Highwoods’ portfolio is largely concentrated in high-growth Sun Belt markets, which have long-term favorable demographic trends and are expected to continue experiencing above-average job growth. This will likely support Highwoods’ rent growth over the long term. During the third quarter of 2024, its average in-place cash rent witnessed growth of 3.9% per square foot year over year.
Highwoods is seeing a recovery in demand for its high-quality and well-placed office properties, as highlighted by a rebound in new leasing volume. During the third quarter of 2024, the company signed 906,000 square feet (875,000 square feet at the company’s share) of second-generation leases. This includes new leases spanning 530,000 square feet (500,000 square feet at the company’s share). During the third quarter, Highwoods signed 61,000 square feet of first-generation leases.
Going forward, the next cycle of office space demand is likely to be driven by inbound migration and significant investments announced by office occupiers to expand their footprint in Sun Belt regions, as well as additional hiring plans in the company’s markets. Moreover, the company has a well-diversified tenant base that includes several bellwethers.It is seeing an increasing number of tenants returning to offices or announcing plans to come back. This is likely to support office real estate market fundamentals.

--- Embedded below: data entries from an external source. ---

PR #40, opened 2024-01-30
Verifiable Consensus Data

GalRogozinski:


sips/verifiable_consensus_data.md
```diff
@@ -0,0 +1,235 @@
...
+	validatorIndex phase0.ValidatorIndex,
+	sharePublicKey []byte,
+    // obtained from the operator's beacon node
+    attestationDataByts []byte,
+) qbft.ProposedValueCheckF {
+	return func(data []byte) error {
+        // addition
+        if bytes.Equal(attestationDataByts, data) {
+            return nil
+        }
```
MatheusFranco99, line 112: This is a `nil` or empty check right?

sips/verifiable_consensus_data.md
```diff
@@ -0,0 +1,235 @@
...
+func verifyData(expectedRoot phase0.Root, proof phase0.SignedBeaconBlockHeader) error {
+    beaconRoot := proof.Message.HashRoot()
+    if !bytes.Equal(expectedRoot, beaconRoot) {
+        return errors.New("unexpected header root")
+    }
+    blockEpoch := getBeaconNode().getEpochBySlot(proof.Message.slot)
+    domain := GetBeaconNode().DomainData(blockEpoch, spec.DomainProposer)
+    root := spec.ComputeEthSigningRoot(beaconRoot, domain)
+    validator := GetBeaconNode.GetValidator("HEAD", proof.Message.ProposerIndex)
+    return bls.Verify(sig, validator.PubKey, root)
```
MatheusFranco99, line 96: With this check, we're sure that the block proposed as head exists. But we, still, can't be sure if a malicious operator is sending us an old block to attest, correct?
Perhaps, if we had some state that persisted through all duties, we could do a lower limit check for the slot/epoch. This is some future discussion but what do you think?

MatheusFranco99 (dismissed):
Awesome!!

sips/verifiable_consensus_data.md
GalRogozinski: We can compare against the block we got from our node simply without persisting state.
But I see it as a future improvement outside this SIP

sips/verifiable_consensus_data.md
GalRogozinski: if the attestation data we got from our own node is the same as the leader's (it should happen if the nodes are synced to the same head) then no need to perform any more validation and we stop

This assumes the operator trusts his beacon node (most of the time they run their own I think).

If the `data` is `nil` it should fail I think when we do `deocode` or `validate`

GalRogozinski:
I need to add a check that the beaconHeaderProof is assigned by a validator that was assigned the duty

alonmuroch:
Why can't a local node request the block from the local beacon node and see it exists?

GalRogozinski (commented):
> Why can't a local node request the block from the local beacon node and see it exists? 

it can but the block may be missing there. We first check the local node and then the proof

sips/verifiable_consensus_data.md
```diff
@@ -0,0 +1,284 @@
...
+    if attestationData.Target.Epoch == currentEpoch {
+        if attestationData.Source.Root != checkpoints.data.currentJustifiedRoot {
+            return Errors.New("source is not expected currently justified root")
+        }
+    } else if attestationData.Source.Root!= checkpoints.data.previousJustifiedRoot {
+        return Errors.New("source is not expected previously justified root")
+    }
+
+    return nil
+}
```
GalRogozinski, line 179: This checks exists in [phase0](https://github.com/ethereum/consensus-specs/blob/dev/specs/phase0/beacon-chain.md#attestations).

In [deneb](https://github.com/ethereum/consensus-specs/blob/dev/specs/deneb/beacon-chain.md#modified-get_attestation_participation_flag_indices) it is hidden inside the `participation flags` that check eligibility for rewards. There is still an `assert` statement for this check.

Issue #39, opened 2024-01-29
Boole Fork Wish List


GalRogozinski:
## Description

An ever-updated list of changes we want that need a fork.

### In
- [ ] #43 (performance & scalability)
- [ ] #61  (performance & scalability)
- [ ] #65 (security)
### Out
- [ ] #63 (performance)
- [ ] #67 (security) (because it isn't a forking change)
- [ ] [If not QBFT leader, do not wait for start value](https://github.com/ssvlabs/ssv-spec/pull/371) - less important because currently no issues with proposals.
  **Prerequisites:**
  - [ ] #37 
  - [ ] https://github.com/ssvlabs/ssv-spec/pull/352
- [ ] https://github.com/ssvlabs/ssv-spec/issues/532
- [ ] #58 - probably lots of work
- [ ] https://github.com/ssvlabs/ssv-spec/issues/373 - No issues with proposals
- [ ] #59 
- [ ] https://github.com/ssvlabs/ssv-spec/pull/355

GalRogozinski:
This list was continued in https://github.com/ssvlabs/ssv-spec/issues/368

GalRogozinski:
@moshe-blox 
you mean https://github.com/ssvlabs/ssv-spec/pull/371? we can do it

MatheusFranco99:
[Fork: QBFT Identifier with fixed length -> msg encoding changes](https://github.com/ssvlabs/ssv-spec/pull/536)

MatheusFranco99:
Remove repeated Signer field in `spec.types.PartialSignatureMessage` (already exists in `spec.types.PartialSignatureMessages`).

GalRogozinski:
Moved to #77

PR #42, opened 2024-03-06
Committee-based consensus

MatheusFranco99:
This SIP proposes aggregating `Attestation` and `Sync Committee` duties on a single duty. This will reduce the number of messages exchanged and processing costs.


sips/cluster_consensus.md
```diff
@@ -0,0 +1,127 @@
+|     Author     |           Title            |  Category  |       Status        |    Date    |
+| -------------- | -------------------------- | ---------- | ------------------- | ---------- |
+| Matheus Franco | Cluster consensus          | Core       | open-for-discussion | 2024-03-05 |
+
+## Summary
+
+Aggregate `Attestation` and `Sync Committee` duties based on the cluster of operators and the duties' slot. Also, merge the post-consensus partial signature messages for such duties into a single message.
```
GalRogozinski, line 7: I don't see in the SIP nothing about merging post consensus?

sips/cluster_consensus.md
```diff
@@ -0,0 +1,127 @@
...
+	subgraph MessageID
+		Domain
+		OperatorCluster
+		Role
+	end
+```
+
+### QBFT Controller
+
+The current `QBFTController` structure allows only one consensus instance at a time. This must change, extending the `QBFTController` into a router of messages for the different instances.
```
GalRogozinski, line 90: In my opinion we can simply drop `QbftController` from spec
It used to be there when a runner ran several instances at the same time...

We don't do this anymore.
Even if it is needed by the implementation people I don't see why spec needs this

sips/cluster_consensus.md
```diff
@@ -0,0 +1,127 @@
...
+```go
+func (r *DutyRunner) execute() {
+	r.QBFTController.StartConsensus(r.committee, r.duty, r)
+}
+
+func (c *QBFTController) StartConsensus(committee []types.Operator, duty types.Duty, observer Observer) {
+	instance := c.StartInstance(committee, duty)
+	instance.registerObserver(observer)
+}
+```
```
GalRogozinski, line 107: > Since the `DutyRunner` will not have its specific `QBFTController`

This wording is confusing since you later show that the runner has a direct reference to `QBFTController`

Also we shouldn't get into implementation details with the observer unless absolutely necessary for tests

sips/cluster_consensus.md
```diff
@@ -0,0 +1,127 @@
...
+
+## Drawbacks
+
+- Several duties will depend on the same consensus execution. Thus, its failure will imply many attestation misses. Nonetheless, this will also make the operator more scalable due to the overall reduction in exchanged messages and processing costs.
+
+## Extra improvements
+
+- If multiple partial signatures contained in a merged message refer to the same root (i.e. validators in the same Ethereum committee), the signatures can be verified using batch verification.
```
GalRogozinski, line 115: this is just the reduce signatures idea?
If so does it belong here?

sips/cluster_consensus.md
```diff
@@ -0,0 +1,127 @@
...
+
+## Message Validation
+
+This duties transformation requires similar changes in message validation, namely:
+- Different consensus executions are tagged by the `MessageID`. This change would be propagated with no further issues. However, the `MessageID` is used to get the validator's public key and the duty's role which are used as an ID to store the consensus state. This must be changed to use the operators' committee and the duty's role, or even simply the `MessageID`.
+- Message validation limits the number of attestation duties per validator by using the validator's public key contained in the `MessageID`. This is no longer possible. A new limitation can be accomplished by checking the number of validators a cluster of operators is assigned to. If this number is less than 32 (the number of slots in an epoch), then we can limit the number of attestation duties of such cluster per epoch. The only exception would be if such a cluster is assigned to a sync committee duty (considering that we will indeed merge attestations and sync committee duties altogether in the same consensus execution).
```
GalRogozinski, line 121: you also update message validation in knowledge base
should be on a seperate branch...
Also google sheet should be versioned

sips/cluster_consensus.md
```diff
@@ -0,0 +1,127 @@
...
+
+## Open questions
+
+- What should be the maximum number of signatures a post-consensus message can contain? The trade-off here refers to reducing the number of exchanged messages versus reducing the impact of a DoS buffer attack attempt.
```
GalRogozinski, line 125: didn't understand this and the relation to the SIP

GalRogozinski (changes requested):

GalRogozinski:
I think this requires reduce signatures with a fork to totally take out BLS out of consensus?

sips/cluster_consensus.md
MatheusFranco99: Added more detail

sips/cluster_consensus.md
MatheusFranco99: Specifically for this change, I think we should keep it to handle the several operator's QBFT instances running in parallel.

sips/cluster_consensus.md
MatheusFranco99: I see why this is confusing. Sorry for that.

What I meant is that the `DutyRunner` used to have a `QBFTController` of its own. Now, the operator has the `QBFTController` and the `DutyRunner` will hold a reference to it.

I tried not to add a lot of code. I thought that would help to show how the observer pattern could be used.

sips/cluster_consensus.md
MatheusFranco99: Sure. Will do it after all the changes here are agreed on.

sips/cluster_consensus.md
MatheusFranco99: In this SIP, I suggest merging the post-consensus signatures of the aggregated duties into a single message. However, I also say that the number of signatures in a message must be bounded. Here, I leave this issue to be opened for discussion.

MatheusFranco99:
@GalRogozinski For this change, we can still use BLS in consensus.

GalRogozinski:
@MatheusFranco99 when you are doing operator based consensus, which validator do you choose?

What happens when validators are added or removed? You didn't spec this in the SIP...

You can find logic to solve this, but I think it makes more sense to simply switch to operator's keys... Because we should do this anyhow

MatheusFranco99:
@GalRogozinski 
I think you don't need to choose any validator for that. As I see it, if you are operator A and validator X with cluster (A, B, C, D) has a duty, then you would start a consensus instance for the cluster (A, B, C, D) for the duty's slot. The consensus data can either be an `AttestationData` with any `CommitteeIndex`

```go
type AttestationData struct {
	Slot             Slot
	Index           CommitteeIndex // Default value
	BeaconBlockRoot Root 
	Source         *Checkpoint
	Target          *Checkpoint
}
```
or a custom structure like:
```go
struct {
	BeaconBlockRoot Root 
	Source         *Checkpoint
	Target          *Checkpoint
}
```

Another validator Y with the same cluster would use the same consensus instance and get the useful decided information about the `Root` and `Checkpoints` to build the object to be signed.

MatheusFranco99:
@GalRogozinski
Do you mean aggregating the validator registration and exit duties? Or how added/removed validators change this aggregation?
For the second question, removed validators shouldn't have the duty event and won't be using the decided data by its cluster's consensus, while added validators would use this data.

GalRogozinski:
You have validators X and Y and Z on a single cluster. You need logic to
decide which validator to use.

Upon validator entry/exit the chosen validator should change.

So you need to spec a function that chooses a deterministic validator based
on some logic each time consensus starts

MatheusFranco99:
@GalRogozinski What do you mean by choosing a validator?

MatheusFranco99:
If operators used BLS for consensus, they would need to choose a validator to know with which BLS key they should sign messages. On discussion, we concluded that this approach would require some agreed-upon deterministic selection. This would not be easy with the current design (due to the decoupling of consensus and duty execution logic).

However, there's a cryptography change going on by which operators should use their network keys to validate consensus messages. Relying on that would make things much simpler. Therefore, we prefer to make this change a pre-requisite for this SIP.

moshe-blox:
Stuff to think about:
- Subnet calculation by cluster identity? And if so — we must refactor subnet scoring to tune expected message rate

moshe-blox:
Just noting that this SIP should have the representation of the [BeaconState](https://github.com/bloxapp/knowledge-base-internal/discussions/13#BeaconState) (or however you decide to call it) and a specification of how to construct it.

MatheusFranco99:
@moshe-blox Indeed. Will add it later on. Thanks!

MatheusFranco99:
I like the design @moshe-blox .

This cluster-based consensus PR will already be huge anyway. I think this design produces an even bigger change in terms of code and tests, but I think it may be worth the cost.

GalRogozinski:
New containers and interfaces to be added:

```
// Cluster is a cluster of a unique set of operators that run the same validator set
type Cluster struct {
	ConsensusRunner ConsensusRunner
	SSVRunners      []SSVRunner
	Network         Network
	Beacon          BeaconNode
	Shares           *[]types.Share
	Signer          types.SSVSigner
}

type ConsensusRunner interface {
	Getters

	GetSSVSigner() types.SSVSigner
	StartNewInstance(role types.BeaconRole, slot spec.Slot) error
	ProcessConsensus(msg *qbft.SignedMessage) error
	HasRunningInstance() bool
}

type SSVRunner interface {
	Getters

	GetBeaconSigner() types.BeaconSigner
	StartNewDuty(duty *types.Duty) error
	ProcessPreConsensus(signedMsg *types.SignedPartialSignatureMessage) error
	ProcessPostConsensus(signedMsg *types.SignedPartialSignatureMessage) error
}
```

GalRogozinski:
For topics the first validator can be used or we organize our topics via clusters

GalRogozinski (changes requested):
1. ClusterRunner - one runner with aggregated message
2. p2p MsgValidation
3. New topics

sips/cluster_consensus.md
```diff
@@ -0,0 +1,225 @@
...
+	// ProcessMessage processes a message routed to this Cluster
+	ProcessMessage(msg *types.SSVMessage)
+}
+
+type Cluster struct {
+	ClusterRunners     map[spec.Slot]ClusterRunner
+	Network           Network
+	Beacon            BeaconNode
+	OperatorID        OperatorID
+	ClusterShares     [spec.ValidatorPubKey]ClusterShares
```
y0sher, line 69:
```suggestion
	ClusterShares     map[spec.ValidatorPubKey]ClusterShares
```

sips/cluster_consensus.md
```diff
@@ -0,0 +1,225 @@
...
+	getSigner()           BeaconSigner
+}
+
+
+// ClusterRunner manages the duty cycle for a certain slot
+type ClusterRunner interface {
+	// Start the duty lifecycle for the given slot. Emits a message.
+    StartDuties(slot spec.Slot, attesterDuties []*types.Duty, syncCommit	teeDuties []*types.Duty) error
+	// Processes cosensus message
+    ProcessConsensus(consensusMessage *qbft.Message) ru error
```
y0sher, line 89: can you fix? there's some formatting issue

sips/cluster_consensus.md
```diff
@@ -0,0 +1,290 @@
...
+	// ProcessMessage processes a message routed to this Cluster
+	ProcessMessage(msg *types.SSVMessage)
+}
+
+type Cluster struct {
+	ClusterRunners     map[spec.Slot]ClusterRunner
+	Network           Network
+	Beacon            BeaconNode
+	OperatorID        OperatorID
+	ClusterShares     map[spec.ValidatorPubKey]ClusterShares
```
moshe-blox:
```suggestion
	Shares     map[spec.ValidatorPubKey]ClusterShares
```

sips/cluster_consensus.md
```diff
@@ -0,0 +1,296 @@
...
+	// Start the duty lifecycle for the given slot. Emits a message.
+    StartDuties(slot spec.Slot, attesterDuties []*types.Duty, syncCommitteeDuties []*types.Duty) error
+	// Processes cosensus message
+    ProcessConsensus(consensusMessage *qbft.Message) error
+	// Processes a post-consensus message
+	ProcessPostConsensus(msg ClusterSignaturesMessage) 
+}
+
+type ClusterRunner struct {
+	Share          *types.Share
```
y0sher, line 95: is single share enough? don't we need share per validator?

sips/cluster_consensus.md
```diff
@@ -0,0 +1,296 @@
...
+3.  Once `ProcessConsensus` decides, the `Cluster` will create a post consensus of PartialSignatureMessage that aggregates the beacon partial signature for all relevant validators.
+4. `Cluster` will process post-consensus partial signature messages and submit a beacon message for each validator.
+
+### Stopping Runs
+
+Previously we have letted new validator duties stop the run for the previous duty. For a cluster this is not a good idea and instead we will count on a tuned `CutOffRound` per duty to stop the instance.
+
+### Omitting Partial Signatures
+
+If in post-consensus stage for attestation duty, the duty's slot is lower than a validator's `ClusterShare's` `highestAttestingSlot`, the `ClusterRunner` will omit the post-consesnus message for this validator.
```
y0sher, line 150: IMO this description is lacking what happens regards a quorum, and/or who created the message. if we got 2 partials and we created the third should we still omit it? if we have 2 and received a third should we omit it?

sips/cluster_consensus.md
```diff
@@ -0,0 +1,296 @@
...
+
+#### Sync Committee
+`CutOffRound = 4  \\ one slot`
+
+#### Attestation
+`CutOffRound = 12 \\ one epoch`
+
+### ClusterID
+
+An identifier for cluster must be added to `MessageID`.
```
y0sher, line 160:
```suggestion
### MsgID + ClusterID
Today a MsgID is constructed from Validator and Duty type, in order to route messages into the cluster runners, identifier for cluster must be added. `ClusterID`.
```

sips/cluster_consensus.md
```diff
@@ -0,0 +1,296 @@
...
+
+```go
+[48]byte ClusterID
+
+// Return a 48 bytes ID for the cluster of operators
+func getClusterID(operatorIDs []OperatorID) ClusterID {
+	// Create a 16 bytes constant prefix for cluters
```
y0sher, line 167:
```suggestion
	// Create a 16 bytes constant prefix for clusters
```

sips/cluster_consensus.md
```diff
@@ -0,0 +1,296 @@
...
+sort.Slice(committee, func(i, j int) bool {
+	return committee[i] < committee[j]
+})
+// Convert to bytes
+bytes := make([]byte, len(committee)*4)
+for i, v := range committee {
+	binary.BigEndian.PutUint32(bytes[i*4:], uint32(v))
+}
+// Hash
+hashed := sha256.Sum256(bytes)
```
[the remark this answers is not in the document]
y0sher: isn't it the same? he is iterating over commitee

sips/cluster_consensus.md
```diff
@@ -0,0 +1,296 @@
...
+// Cluster is a cluster of a unique set of operators that run the same validator set
+type Cluster interface {
+	// Initializes and starts the runner for the duties for the given slot
+  	Start(slot spec.Slot, attesterDuties []*types.Duty, syncCommitteeDuties []*types.Duty) error
+	// ProcessMessage processes a message routed to this Cluster
+	ProcessMessage(msg *types.SSVMessage)
+}
+
+type Cluster struct {
+	ClusterRunners     map[spec.Slot]ClusterRunner
```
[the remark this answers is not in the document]
GalRogozinski: don't see the issue
in the key space you can have multiple slots

sips/cluster_consensus.md
```diff
@@ -0,0 +1,296 @@
...
+	getSigner()           BeaconSigner
+	// highestAttestingSlot holds the highest slot for which attester duty ran for a validator
+	highestAttestingSlot spec.Slot
+}
+
+
+// ClusterRunner manages the duty cycle for a certain slot
+type ClusterRunner interface {
+	// Start the duty lifecycle for the given slot. Emits a message.
+    StartDuties(slot spec.Slot, attesterDuties []*types.Duty, syncCommitteeDuties []*types.Duty) error
```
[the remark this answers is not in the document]
GalRogozinski: Cluster `Start` calls this

sips/cluster_consensus.md
GalRogozinski: This section only talks about omitting messages because of slots.

sips/cluster_consensus.md
```diff
@@ -0,0 +1,330 @@
...
+#### PartialSignatureMessages
+
+The current structure that we have in code can be unchanged.
+
+```go
+type PartialSignatureMessages struct {
+	Type     PartialSigMsgType
+	Slot     phase0.Slot
+	Messages []*PartialSignatureMessage
+}
```
MatheusFranco99, line 143: So, indeed, the share's signatures will be merged into the same message, right? If so, what will be the maximum number of signatures per message?

sips/cluster_consensus.md
```diff
@@ -0,0 +1,330 @@
...
+	PartialSignature Signature `ssz-size:"96"` // The Beacon chain partial Signature for a duty
+	SigningRoot      [32]byte  `ssz-size:"32"` // the root signed in PartialSignature
+    Signer           OperatorID // TODO: there is an optimization where we don't have to duplicate this field
+}
+```
+
+We must have the following flow:
+1. When you `calculateExpectedRootsAndDomain` (similar to `sync_committee_aggregator`). Use the `duty` objects to reconstruct the proper beacon data objects (i.e. `Attestation`).
+2. The above calculation can be used to create a mapping of `ValidatorIndex` to `root`
+3. When processing the messages find all the roots that have quorums, mark them, and sumbit corresponding beacon data to beacon chain.
```
MatheusFranco99, line 156: So, for attestation duties, we can relate the validators to the signing root. But what about the signatures for the sync committee duties? The signing root should be the same if I'm not mistaken.

GalRogozinski: It isn't the same because we sign Beacon Objects

GalRogozinski: https://github.com/bloxapp/ssv-spec/blob/ebb60143f17ea25edf09edeb398559d764b0e01b/ssv/sync_committee.go#L138-L143

GalRogozinski: you sign the head root for sync committee
for attestation it is the head root + source + target

sips/cluster_consensus.md
```diff
@@ -0,0 +1,356 @@
...
+  - We can no longer limit a single validator to two attestation attempts per epoch. If we were to count only attestation, we could limit a cluster with $V$ validators to do $2 \times V$ consensus per epoch. However, the fact the sync committee duties use the same consensus instances as attestations can force us to tolerate 32 consensus instances from a cluster in an epoch. Thus, we suggest limiting by $2 \times V$ executions only with a condition check that no validators of such cluster are doing sync committee duties in the epoch.
+  - For the `BNRoleAttesterOrSyncCommittee` role, the number of signatures in a `PartialSignatureMessages` is limited to $min(2 * V, V+SYNC_COMMITTEE_SIZE.)$.
+
+Regarding implementation,
+  - The `ConsensusState` is currently mapped by a `ConsensusID` that uses the validator public key and the role from the `MessageID`. Since `MessageID` will have a ClusterID, instead of a validator public key, for attestations and sync committees, the mapping of `ConsensusState` will need to change. We suggest either changing `ConsensusID` to encompass also a `ClusterID` or simply mapping `ConsensusState` by `MessageID`.
```
GalRogozinski, line 329: Message Validation section is fine by me..
But this specific section needs to be deleted before the SIP is merged

MatheusFranco99: Do you think this part regarding implementation should be removed from the SIP?
For me, no problem

sips/cluster_consensus.md
```diff
@@ -0,0 +1,362 @@
...
+type Cluster interface {
+	// Initializes and starts the runner for the duties for the given slot
+  	Start(duty Duty) error
+	// ProcessMessage processes a message routed to this Cluster
+	ProcessMessage(msg *signedSSVMessage *types.SignedSSVMessage)
+}
+
+type Cluster struct {
+	Runners     map[spec.Slot]ClusterRunner
+    Shares      map[ValidatorPubkey]Share
```
lior-blox, line 72: @GalRogozinski align please

sips/cluster_consensus.md
```diff
@@ -0,0 +1,362 @@
...
+    
+}
+
+type QBFTParams interface {
+    Operators()        []OperatorID
+    Quorum()           uint64
+    PartialQuorum() 	  uint64
+}
+
+=
```
lior-blox, line 86:
```suggestion

```

sips/cluster_consensus.md
```diff
@@ -0,0 +1,362 @@
...
+    StartDuty(duty Duty) error
+	// Processes cosensus message
+    ProcessConsensus(consensusMessage *qbft.Message) error
+	// Processes a post-consensus message
+    ProcessPostConsensus(msg PartialSignatureMessages) 
+}
+
+type ClusterRunner struct {
+	Shares          map[ValidatorPubkey]Share
+    QBFTParams     QBFTParams
```
lior-blox, line 105: align please

sips/cluster_consensus.md
```diff
@@ -0,0 +1,362 @@
...
+We must have the following flow:
+1. When you `calculateExpectedRootsAndDomain` (similar to `sync_committee_aggregator`). Use the `duty` objects to reconstruct the proper beacon data objects (i.e. `Attestation`).
+2. The above calculation can be used to create a mapping of `ValidatorIndex` to `root`
+3. When processing the messages find all the roots that have quorums for a certain validator, mark them, and sumbit corresponding beacon data to beacon chain.
+4. For the next message received attempt to complete quorum for other roots.
+
+
+#### Happy Flow
+
+1. `Cluster` receives duties that match a certain slot. If the slot is higher then `highestDecidedSlot` starts consensus for the relevant roles, and initializes a `ClusterRunner` for the relevant Validators.
```
lior-blox, line 175: @GalRogozinski I think we dont use highestDecidedSlot anymore, we should start consensus and then not broadcasting partial sig for a validator in case the slot is not higher than HighestAttestingSlot, correct?

sips/cluster_consensus.md
GalRogozinski: Max validators an operator can hold times 2 I believe

sips/cluster_consensus.md
GalRogozinski: only "Regarding Implementation"

sips/cluster_consensus.md
GalRogozinski: ok

sips/cluster_consensus.md
```diff
@@ -0,0 +1,440 @@
...
+
+Regarding syntax, the rules can stay the same.
+
+Regarding semantics,
+  - If `SSVMessage.MsgID` contains a CommitteeID (i.e. the role is attestation + sync committee) and if the CommitteeID doesn't exist in the current network, it should ignore the message.
+  - If a `ValidatorIndex` in `SignedPartialSignatureMessage.Message.Messages` is incorrect, considering the ValidatorPublicKey or the CommitteeID in the MessageID, it should ignore the message.
+
+Regarding duties' general rules,
+  - The duplicated partial signature rule (same validator, slot and type but different signing root or signature) now applies only to the Proposal, Aggregate, Sync Committee Contribution, Validator Registration and Voluntary Exit duties (since attestation and sync committee partial signature messages may include the same signing root.)
+  - If the same `ValidatorIndex` appears more than 2 times in `SignedPartialSignatureMessage.Message.Messages`, the message is rejected.
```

HIW has been following a disciplined capital-recycling strategy that entails disposing of non-core assets and redeploying the proceeds in premium asset acquisitions and accretive development projects. It has made efforts over the years to improve its portfolio quality by expanding its footprint in the high-growth best business district markets through acquisitions and development initiatives. Since the beginning of the year through Sept. 30, 2024, Highwoods completed dispositions worth $84 million. Management expects an additional disposition of up to $150 million in 2024.